Ce n’est qu’avec Giulietta dans la Barcarolle des Contes d’Hoffmann que la mezzo-soprano reprend sa superbe, au risque d’éclipser sa partenaire, Karine Deshayes dont une des animatrices de Radio Classique – Albina Belabiod – compare le timbre aux reflets irisés du soleil levant sur l’océan. Juste et poétique comparaison qui nous vaut une des plus belles Hélène possibles aujourd’hui dans un duo du rêve langoureux. Hasard amusant de la programmation, elle retrouve en Pâris Florian Laconi qui chantait Don José à ses côtés dans Carmen il y a quelques semaines à Avignon. Autre temps, autre musique mais le ténor a déjà montré, à Avignon notamment cette saison dans La Vie parisienne, combien il maîtrise le genre bouffe, grâce entre autres à la clarté de la prononciation et à un aigu crâne, habilement mixé lorsqu’il doit se faire tendre. Le chanteur apparaît sur la scène du Théâtre des Champs-Elysées plus intimidé que d’autres fois. A part lui, aujourd’hui pourtant, qui pour balancer avec autant d’aplomb l’air de Gloria Cassis sans que l’on ne perde une miette de son désopilant refrain (« il y a des gens qui se disent espagnols ») ?

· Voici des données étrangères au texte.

PR #622, opened 2025-05-14
BYOIO: changes in C core

achaikou:
First part of changes allowing users to supply their own IO.
This one makes changes only to internal library, opening up for introducing new functionality in python later.

Note: I can't figure out if we shouldn't just delete cppcheck segyio.cfg - I am not sure if it helps cppcheck to know about possible leaks (then it should stay and be maintained) or if it is just more or less useless for us.
This is a question for future. For now I just updated there function signatures.

### DIFF
--- a/lib/src/segy.c
+++ b/lib/src/segy.c
@@ -411,6 +411,173 @@ static int file_size( FILE* fp, long long* size ) {
 }
 #endif //HAVE_SYS_STAT_H
 
+static int fileread( segy_datasource* self, void* buffer, size_t size ) {
+    FILE* file = (FILE*)self->stream;
+    size_t readc = fread( buffer, size, 1, file );
+    if ( readc != 1 ) return SEGY_FREAD_ERROR;
+    return SEGY_OK;
+}
+
+static int filewrite( segy_datasource* self, const void* buffer, size_t size ) {
+    if ( !self->writable ) return SEGY_READONLY;
+    FILE* file = (FILE*)self->stream;
+    size_t writec = fwrite( buffer, size, 1, file );
+    if ( writec != 1 ) return SEGY_FWRITE_ERROR;
+    return SEGY_OK;
+}
+
+static int fileseek( segy_datasource* self, long long pos, int whence ) {
+    FILE* file = (FILE*)self->stream;
+    int err;
+#if LONG_MAX == LLONG_MAX
+    err = fseek( file, (long)pos, whence );
+#elif HAVE_FSEEKO
+    err = fseeko( file, pos, whence );
+#elif HAVE_FSEEKI64
+    err = _fseeki64( file, pos, whence );
+#else
+    error "no 64-bit alternative to fseek() found, and long is too small"
+#endif
+    if( err != 0 ) return SEGY_FSEEK_ERROR;
+    return SEGY_OK;
+}
+
+static int filetell( segy_datasource* self, long long* pos ) {
+    FILE* file = (FILE*)self->stream;
+#if LONG_MAX == LLONG_MAX
+    *pos = ftell( file );
+#elif HAVE_FTELLO
+    *pos = ftello( file );
+#elif HAVE_FTELLI64
+    *pos = _ftelli64( file );
+#else
+    error "no 64-bit alternative to ftell() found, and long is too small"
+#endif
+    return SEGY_OK;
+}
+
+static int filesize( segy_datasource* self, long long* out ) {
+    FILE* file = (FILE*)self->stream;
+    int err = file_size( file, out );
+    return err;
+}
+
+static int fileflush( segy_datasource* self ) {
+    // flush is a no-op for read-only files
+    if ( !self->writable ) return SEGY_OK;
+    FILE* file = (FILE*)self->stream;
+
+    int flusherr = fflush( file );
+    if ( flusherr != 0 ) return SEGY_FWRITE_ERROR;
+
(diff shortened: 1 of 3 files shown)


yngve793 (commented):
Generally it looks good. 
Suggest to split the last commit into smaller parts. Style issues and introduction of new functions can be separated out into new commits without affecting tests.

lib/src/segy.c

S’il faut décerner cependant une palme, elle revient à Florian Sempey. Qu’il soit Jupiter, général Boum ou baron de Gondremarck, le baryton français « qui monte » sait plier à toutes les facéties une voix appelé au plus grand répertoire – il chantait Enrico dans Lucia di Lammermoor il y a peu ; il s’apprête dans quelques jours à redonner vie au rare Saint-François d’Assise de Gounod, aux côtés de Karine Deshayes d’ailleurs. Articulation et beauté de la voix se conjuguent avec un tempérament explosif et un humour contagieux. Qu’il lève le sourcil, qu’il tempête ou qu’il bourdonne, la salle s’esclaffe.
En bis, la reprise du galop infernal voit le public frapper dans ses mains et Olivier Bellamy esquisser un pas de cancan. L’humeur est joyeuse. Les commentaires complices des deux animateurs entre chaque bouquet d’airs, s’ils sont nécessaires aux auditeurs de Radio Classique ou à ceux qui connaissent mal les ouvrages de Jacques Offenbach, ont pu cependant sembler longs aux plus initiés ou à ceux qui, tel Gondremarck, voulaient simplement « s’en fourrer jusque là ».